On Sunday I hiked up through the foot or so of snow to above 8000ft in the Uintas and glassed another 800 vert or so higher than that, looking for elk. I didn't see any but I saw plenty of deer feeding up in that snow, I doubt it is enough yet to make elk move. Hoping for more soon!


----------



## MWScott72 (May 23, 2011)

If the snow isn't up to their bellies, they can move around and find food just fine. In the area I hunt, it takes upwards of 2-3 feet of snow to push them down.


----------



## hazmat (Apr 23, 2009)

You mean to tell me there is a herd that survived up there. A sled (non motorized)and some snow shoes are your best friends this time of year. Has worked very well for me on these late season hunts.


----------



## 300MAG (Nov 3, 2009)

PM Sent


----------



## GeTaGrip (Jun 24, 2014)

I was up there Saturday and had the same problem with finding elk, I stayed high until the snow pushed me off the mountain. Good news is the moose and deer are in great shape on the unit, seen a handful of dandy bucks, tons of does and a mixed bag of 8 moose.


----------



## BuckSlayer (Aug 6, 2014)

I have the tag also. Didn't see one elk. We hunted up above currant creek res opening morning we til snow pushed us out too. The next day we too went to Tabby mountain. Nothing. Back in salt lake for the week so If anyone has any info on where any herds are please help.


----------



## hazmat (Apr 23, 2009)

I seen a herd of 8 cows/ calfs on sunday up above red creek reservoir.


----------



## twinkielk15 (Jan 17, 2011)

Thanks to everyone for the replies and a special thanks for the PMs. I'm up near Currant Creek Reservoir today and tomorrow on the advice of another forum member. I hiked up around Red Ledges but didn't see anything. Tons and tons of big healthy deer acting stupid and rutting around. I did hear a few shots to the north and east of me so hopefully someone filled a tag or two. On the hike back down I got picked up by a DNR officer and he told me where he had cut some fresh elk tracks so I'll go check that out in the morning. Thanks again and good luck to everyone still out hunting!


----------



## hazmat (Apr 23, 2009)

Good luck twinkielk that hunt has turned into a tougher hunt then people expect the number of elk are no where close to what they used to be


----------



## berrysblaster (Nov 27, 2013)

hazmat said:


> Good luck twinkielk that hunt has turned into a tougher hunt then people expect the number of elk are nor close to what they used to be


Ya, they are WAY WAY over objective the elk are just smarter than the hunters.


----------



## hazmat (Apr 23, 2009)

berrysblaster said:


> Ya, they are WAY WAY over objective the elk are just smarter than the hunters.
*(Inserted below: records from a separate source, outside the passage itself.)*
PR #7915, opened 2026-08-31
fix(attribute-passing): deduplicate forwarded classes and preserve empty-valued attributes

### LINKED ISSUE #7000: Replace old forwarded classes instead of accumulating them
https://github.com/db-ux-design-system/core-web/blob/8de7430b6045bf0571d300c45717a8162fc4ae25/packages/components/configs/plugins/attribute-passing/index.cjs#L121-L123

**<sub><sub>P2 Badge</sub></sub>  Replace old forwarded classes instead of accumulating them**

When a dynamic host class changes from one value to another, `currentClass` already contains the previously forwarded class, so this expression appends the new value without removing the old one. For example, changing the host class from `invalid` to `valid` leaves both classes on the internal element, allowing obsolete selectors to continue affecting the component. Track and remove the prior forwarded class tokens before adding the new value.

_Originally posted by @chatgpt-codex-connector[bot] in https://github.com/db-ux-design-system/core-web/pull/5728#discussion_r3402326249_

### LINKED ISSUE #7001: Preserve empty-valued data and ARIA attributes
https://github.com/db-ux-design-system/core-web/blob/8de7430b6045bf0571d300c45717a8162fc4ae25/packages/components/configs/plugins/attribute-passing/index.cjs#L114-L118

**<sub><sub>P2 Badge</sub></sub>  Preserve empty-valued data and ARIA attributes**

When a consumer supplies an intentionally empty attribute such as `data-state=""` or `aria-label=""`, this branch removes it from the internal element rather than forwarding it. Empty-valued data attributes are commonly used as presence flags and CSS selectors such as `[data-state]`, so the component behaves differently from the host markup and from non-empty values. Distinguish an absent attribute from an attribute whose value is the empty string.

_Originally posted by @chatgpt-codex-connector[bot] in https://github.com/db-ux-design-system/core-web/pull/5728#discussion_r3402326252_

nmerget:
## Proposed changes

Fixes two bugs in the attribute-passing Mitosis plugin (`packages/components/configs/plugins/attribute-passing/index.cjs`):

**#7000 — Deduplicate forwarded classes:** When the `MutationObserver` re-triggered `enableAttributePassing`, class tokens from the parent were appended to the inner element's existing class list without removing duplicates. For example, setting `class="invalid"` twice would produce `class="db-tag invalid invalid"`. Now deduplicates class tokens via `Set` before applying them.

**#7001 — Preserve empty-valued data/aria attributes:** The `if (attr.value)` guard treated empty strings as falsy, so `data-state=""` or `aria-label=""` were removed from the inner element instead of being forwarded. These are valid and commonly used as CSS presence flags (e.g. `[data-state]`). Replaced with `attr.value != null` which lets empty strings through while still guarding against null/undefined.

Additionally, the `MutationObserver` callback now cleans up `data-`/`aria-` attributes on the inner element when they are removed from the parent host element — previously they would linger.

resolves #7000
resolves #7001

### Code Quality

### Validation

### General

🔭🐙🐈 Test this branch here: <https://design-system.deutschebahn.com/core-web/review/fix-attribute-passing-bugs>


packages/components/configs/plugins/attribute-passing/index.cjs
```diff
@@ -127,7 +130,9 @@ module.exports = () => ({
 					)
 					.replace(
 						'`${currentClass ? `${currentClass} ` : ""}${value}`',
-						'`${currentClass ? currentClass : ""}${value ? ` ${value}`: ""}`'
+						// Issue #7000: Deduplicate class tokens to prevent accumulation
+						// when the observer triggers enableAttributePassing repeatedly.
+						'[...new Set(`${currentClass ? currentClass : ""}${value ? ` ${value}` : ""}`.split(" "))].filter(Boolean).join(" ")'
```
michaelmkraus, line 135: This deduplicates identical tokens, but it does not remove previously forwarded classes. For example, changing the host class from `invalid` to `valid` still results in `invalid valid` on the inner element. Could we track and remove the previously forwarded tokens before adding the new ones, as required by #7000?

packages/components/configs/plugins/attribute-passing/index.cjs
```diff
@@ -117,8 +117,11 @@ module.exports = () => ({
...
 							'          parent.removeAttribute(attr.name);',
-						// Remove attribute from child if value is empty, otherwise forward it
-						'if (attr.value) {\n' +
+						// Issue #7001: Use != null instead of truthiness check so that
+						// empty-valued attributes (e.g. data-state="" or aria-label="")
+						// are forwarded correctly. They are commonly used as presence
+						// flags for CSS selectors like [data-state].
+						'if (attr.value != null) {\n' +
 							'            element.setAttribute(attr.name, attr.value);\n' +
 							'          } else {\n' +
```
michaelmkraus, line 126: This `else` branch is unreachable because `attr` comes from `parent.attributes`, so `attr.value` is always a string. When a host attribute is removed, it is no longer part of that collection, leaving the previously forwarded attribute on the inner element. Could we handle removals via the mutation record, or remove the corresponding claim from the PR description?

mfranzke:
@codex review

I am sensing alot of sarcasm with that post. It really Suck to watch this go down like this. i have a cabin near cc and spent just about every weekend up there. I put a ton of miles on my boots from early spring til now. and the amount of elk is definitly down .


----------



## Bucket List (Nov 27, 2014)

I am a long time reader of this forum but a new user. I have been reluctant to register and post as to all of the negative posts regarding the new users. but anyway, i had a late cow tag, got mine last weekend, all of the herds of elk i saw where in very large groups, 100 - 200 + . they are not every where but when you find them, ther will be large groups, none of the groups i found where not on there normal winter range yet, Good Luck


----------



## twinkielk15 (Jan 17, 2011)

Thanks BucketList. Congratulations on your elk and welcome to the forum! 

I had a heck of a night tonight. I went up Currant Creek this morning but there were four trucks already at the area I'd planned to hunt so I headed straight up the ridge to glass and see what I could find. Nothing. 

I had a tip from another forum member so I thought I'd check that out for the afternoon hunt. I got up on a ridge mid-afternoon and glassed for a couple hours. The entire hike up there I was in fresh tracks and scat. I finally spotted elk about 1.5 miles out with just over an hour left of shooting light. The distance was no issue but I'd have to cross three ridges to get to them. I dropped off the ridge and started running for the next one. Once I cleared that ridge I glassed again and confirmed that there were 8-12 elk feeding slowly away from me in a small clearing. I dropped down off that ridge and ran to the next. Got up on top and glassed again; still there. I dropped down that last ridge and up the next. When I got to the top I had about thirty minutes of light and they were under 500 yards away. I threw up the binoculars again to mark the elk and plan my attack. Then I saw it. All bulls... And that, my dear wife, is why I "need" that $2500 spotting scope.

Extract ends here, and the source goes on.